It’s safe to say that I have an on-going and long-lasting love affair with the humble burger. There’s something about the simple mince patty that just works for me on a deep and primal level, far more than a steak would. When I first started working in London, a weekly treat would be a visit to Wimpy for a quarter-pounder meal – still a flavour of childhood, and increasingly difficult to find. The now sadly defunct southwest American chain Santa Fe used to serve theirs in a tortilla that had been seared shut. I still do this at home on occasion when I can’t be bothered with the big bready hit of a bun. Sealed in a light edible package with salsa, guacamole and a good strong cheese, it’s an enduring pleasure.
These days, I have become more enamoured of the French way with a burger – the steak hache. It’s basically a burger without the bells and whistles, so the meat becomes the star. That means, of course, that any old rubbish won’t do. Last night, I had steak mince left over from the cottage pie I’d made earlier in the week. A light went on. For a burger fan, it seems almost shameful to note that I have never made one from scratch. It was time to stretch my culinary boundaries.
Now, the thing about steak mince is that it isn’t that fatty, and you need a certain amount to keep it moist. A dry burger is a friend to no-one. Most burger aficionados recommend two cuts blended together to get the right balance of flavour and texture. I didn’t have anything like that. But I did have some bacon.

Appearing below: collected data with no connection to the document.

PR #1442, opened 2026-08-21
ci(workflow): make the optional-deps smoke test blocking

murdore:
## What

Makes **CLI Smoke Test (optional deps omitted)** blocking, and replaces the comment that justified it not being.

## Why now

The job spent its entire life non-blocking and red, and **never once ran a smoke step**:

1. It installed `--no-optional` *before* building — which removed rolldown's own native binding, so the build tool disappeared and it died at "Build CLI". Fixed in ea91c53d.
2. It then built with `pnpm run build:cli` on a clean checkout, where `collapse-cli-lib-duplicate.mjs` correctly found every rewritten import specifier dangling. Fixed in #1440.

`continue-on-error: true` meant nothing ever complained about either.

Both are fixed and d9f0b495 made `--help` survive the prune, so the job **reported SUCCESS on the very run that fixed it** — checked on CI rather than assumed, which is the whole lesson of the two failed attempts above. A green job that cannot fail anything protects nothing.

## The comment was stale too

It pointed at `fix/cli-express-optional-crash` as unmerged and blocking. That landed as d9f0b495. The replacement records *why* the job was red, rather than implying it was ever a known-good check that merely tolerated one known bug.

`@aws-sdk/client-bedrock-runtime` is still statically imported from an optionalDependency (`amazonBedrock/client.ts`, `amazonBedrock/loopAdapter.ts`), but it is not reachable from `--help`, `--version` or `generate --help` — which is why those three pass today. If a later change pulls it onto the entrypoint path this job goes red, and that is the job working.

## Scope

Removing `continue-on-error` makes the job fail the workflow run. Adding it to the branch-protection **required-status-checks** list is a repo setting rather than a file, so that half is left to a maintainer — say the word and I'll raise it separately.

### DIFF
--- a/.github/workflows/ci.yml
+++ b/.github/workflows/ci.yml
@@ -202,22 +202,26 @@ jobs:
   # failed native build or a --no-optional install, so "it built" here proves
   # nothing about whether the CLI still runs without them.
   #
-  # continue-on-error: true — deliberately non-blocking on day one. Today
-  # `voiceServerApp.js` statically imports `express` (an optionalDependency)
-  # at module load, so `node dist/cli/index.js --help` crashes with
-  # ERR_MODULE_NOT_FOUND as soon as that module is reachable from the CLI
-  # entrypoint. The fix lives on fix/cli-express-optional-crash, not yet
-  # merged to release. Promote this job to a required check (add it to the
-  # required-status-checks list and drop continue-on-error) once that branch
-  # lands. Note @aws-sdk/client-bedrock-runtime is also statically imported
-  # from an optionalDependency (amazonBedrock/client.ts,
-  # amazonBedrock/loopAdapter.ts), so this job may keep surfacing a second,
-  # separate failure even after the express fix — that is expected and is a
-  # second bug for a follow-up branch, not a reason to loosen this check.
+  # This job is now BLOCKING. It spent its whole life non-blocking and red —
+  # first because it installed --no-optional before building (so rolldown's
+  # own native binding vanished and the build tool disappeared), then because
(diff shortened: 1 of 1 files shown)


Tara-ag:
## Review Summary

**Decision:** APPROVED

### Findings
No issues found. This is a CI workflow configuration change that improves the reliability of the pipeline by making the optional-dependency smoke test actually blocking instead of non-blocking.

### Impact on existing code
- **Blast radius:** None - this is a CI workflow change with no runtime impact
- **Execution flows:** No code execution flows affected
- **Out-of-diff dependents:** N/A - CI workflows don't have code dependents
- **Architectural hotspots:** Not applicable - this is infrastructure configuration

### Rationale for approval
1. **Well-documented reasoning**: The author clearly explains why the job was never validating anything meaningful (it failed before running its smoke step)
2. **All underlying issues fixed**: References commits ea91c53d and d9f0b495 that resolved previous failures
3. **Verified success**: Confirmed the job passed when properly configured after fixes
4. **Clear scope**: Only removes `continue-on-error` directive; repo-level required-status-checks update mentioned separately
5. **No security or correctness concerns**: Pure CI workflow improvement
6. **Follows project conventions**: CI workflow changes are outside the scope of CLAUDE.md critical rules

### Review notes
This change makes the CI pipeline more trustworthy by ensuring the optional-dependency smoke test actually validates something. Without this change, the job would silently fail during builds that break due to missing optional dependencies, giving false confidence that the build succeeded.

---
*Reviewed following NeuroLink standards in CONTRIBUTING.md and CLAUDE.md*

Tara-ag (approved):

Tara-ag (approved):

Four rashers of unsmoked went into my blender for a dose of fine chopping. Careful careful. No more than a few seconds. You don’t want a slurry, you want a fine mince. I mixed the bacon and beef together gently. Looked good, but I was in an experimental mood. Purists can turn off now. I like a flavoured burger. Some veeeery finely chopped spring onion and a dash of Worcestershire did the job. I resisted the temptation to put chili in – this time.

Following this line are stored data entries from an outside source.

PR #1444, opened 2026-08-21
fix(googleAiStudio): restore the per-turn tool dedup

murdore:
## The regression

My own Task 9 migration dropped `DedupExecuteMap` from Google AI Studio, on **both** the stream and generate paths. Symbol counts across the two commits that did it:

```
509d090b (stream)    DedupExecuteMap 3 → 2    executeMap 6 → 3
ee9cc2a7 (generate)  DedupExecuteMap 2 → 0    executeMap 3 → 0
HEAD                 DedupExecuteMap 0        executeMap 0
```

The migrated code built its `engineTools` record by wrapping the **raw** executors out of `options.tools` instead of going through the dedup map. So BZ-3327 was live again for AI Studio: when Gemini re-emits a tool call with identical arguments across steps — the exact behaviour that class exists to absorb — the tool **re-executed**. Duplicate side effects, duplicate user-visible reports, wasted tokens.

## Proven before fixed

Two failing cases first, one per path. Both reported `dispatched=5` where `1` is correct:

```
[diagnostic] aistudio dedup stream:   dispatched=5 responses=4   ← before
[diagnostic] aistudio dedup generate: dispatched=5 responses=4   ← before
[diagnostic] aistudio dedup stream:   dispatched=1 responses=4   ← after
[diagnostic] aistudio dedup generate: dispatched=1 responses=4   ← after
```

Both halves of each assertion matter: the dispatch count alone would also read `1` if the loop had simply stopped after the first step, so the response count pins that the turn kept running on cached results.

## The fix is a re-wiring, not a reintroduction

`buildNativeToolDeclarations` already builds and returns a `DedupExecuteMap` — the migration just stopped consulting it. New shared helper `buildDedupedEngineTools()` routes `engineTools` back through `executeMap.get()`, which is the call that returns the dedup wrapper.

One wiring detail carries the whole thing: `executeMap` is keyed by the **sanitized** wire name, while the engine looks tools up by the **original** name the adapter reports. `originalNameMap` is the bridge, and it holds an entry for every converted tool (identity mappings included), so iterating it yields exactly the declared, executable set.

The helper cannot remove a callable tool. A tool that threw during conversion is absent from `originalNameMap`, but it also has no declaration, so the model cannot call it — and both call sites still pass `liveTools: options.tools ?? {}`, so `resolveToolOnMiss` covers it regardless.

## How it was missed, and what changed as a result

Formed into patties, and damn if they didn’t look like your actual shop-bought burgers already. I popped them in the fridge for an hour or so to firm up, and shoved some spuds into a hot oven.
When I’m feeling a bit fancy and a bit lazy all at once, the twice-baked potato is a great way to show off without working too hard. It’s simple enough. Once your spuds are about done, take them out and slice them in half lengthwise. Scoop the flesh into a bowl. Careful to leave the shells intact. Then mash, adding stupid amounts of cheese and butter. Pile this back into the shells, cover with even more cheese, then back in the oven for another 15 minutes or until the cheese is bubbly-golden and the shells crisp up.

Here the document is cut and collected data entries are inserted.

PR #1445, opened 2026-08-21
fix(core): thread the caller's span through the agentic loop

murdore:
## The regression

Before the native Anthropic stream turn moved onto the shared loop engine, it called:

```ts
withProviderRetry(fn, trace.getActiveSpan() ?? undefined, `${this.providerName} stream`)
```

`withProviderRetry` writes `gen_ai.provider.total_attempts` on that span after every completed attempt — retried or not. `runAgenticLoop` passed `undefined` in its place, so the attribute silently stopped being emitted for every native Anthropic turn.

The engine carried a comment justifying it:

> no OTel span threaded through the engine today; adapters instrument their own steps if they need span-level detail

I wrote that comment. It is a rationalization written after the fact, not a decision checked against what the old code did. No adapter instruments anything — the attribute just stopped appearing.

## The fix

`AgenticLoopOptions` gains `span?: Span`; the engine passes it to `withProviderRetry`; the Anthropic caller passes `trace.getActiveSpan()` exactly as it used to.

**Caller-supplied, not read from ambient context inside the engine.** Calling `trace.getActiveSpan()` in the engine would be one line shorter and would hand the attribute to *every* provider on the engine — including Google AI Studio, whose hand-rolled loops never emitted it (confirmed: `getActiveSpan` is absent from its pre-migration symbol set). A refactor that silently **adds** observable behaviour is the same defect as one that silently drops it, so this is opt-in and only the Anthropic loops set it.

Only two call sites thread a span into `withProviderRetry` at all — `openaiChatCompletionsBase.ts:1339`, which never moved onto the engine, and this one. No other provider is affected.

## Proven both ways, on a real build

```
without the fix   [diagnostic] anthropic retry telemetry: toolCalls=1 spansWithAttr=0 values=
                  ✗ a native loop turn records the provider attempt count on the active span
                  Passed: 5, Failed: 1

with the fix      [diagnostic] anthropic retry telemetry: toolCalls=1 spansWithAttr=1 values=1
                  Passed: 6
```

The new case asserts the attribute's **value** is `1`, not merely that the key exists, so it cannot pass on an attribute written by some unrelated code path. It also asserts the tool actually ran, so a turn that never reached the agentic loop fails rather than vacuously passing.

While the second bake was going on, I fried the burgers. They were thick, at least quarter-pounders, so I gave them about five mins each side. With all the bacon, the colour was a bit lighter than usual, but they developed a pleasing crust. Meanwhile, I warmed through some tomatoey pasta sauce I had kicking around as a pour-over. I just fancied a sauce to go with.
Plating. Two potato shells per person, one burger with a spoonful of sauce over, dressed green salad on the side. The meat was juicy and crumbly all at once, and tasted great. I hadn’t added salt to the burger, figuring that the bacon would do the job. I was right. The spuds were as moreish as anything that’s had a handful of butter and cheese added to it can be. The whole thing was perfect for a Friday night – comfort food with a bit of sophist.
This is eminently tweakable. I’m sorely tempted to try a version with cumin and chili, maybe one with smoked bacon or smoked paprika. The potatoes seem wildly over the top – imagine what they’d be like with some crispy pancetta or mushrooms added to the mix. I think the dish needs some sauce, but it could be anything you like. Something creamy or garlicky would be good (although I think a garlic butter might be a bit much). In the summer, perhaps something cold: tzatziki, guacamole and sour cream. You could even, if you were a complete heathen, just go with a dollop of ketchup.
All of a sudden, I feel my horizons opening, and the prospect of home-made burgers becoming a new part of my kitchen repertoire. Who knows, I might even stick ’em in a bun with some salad one day.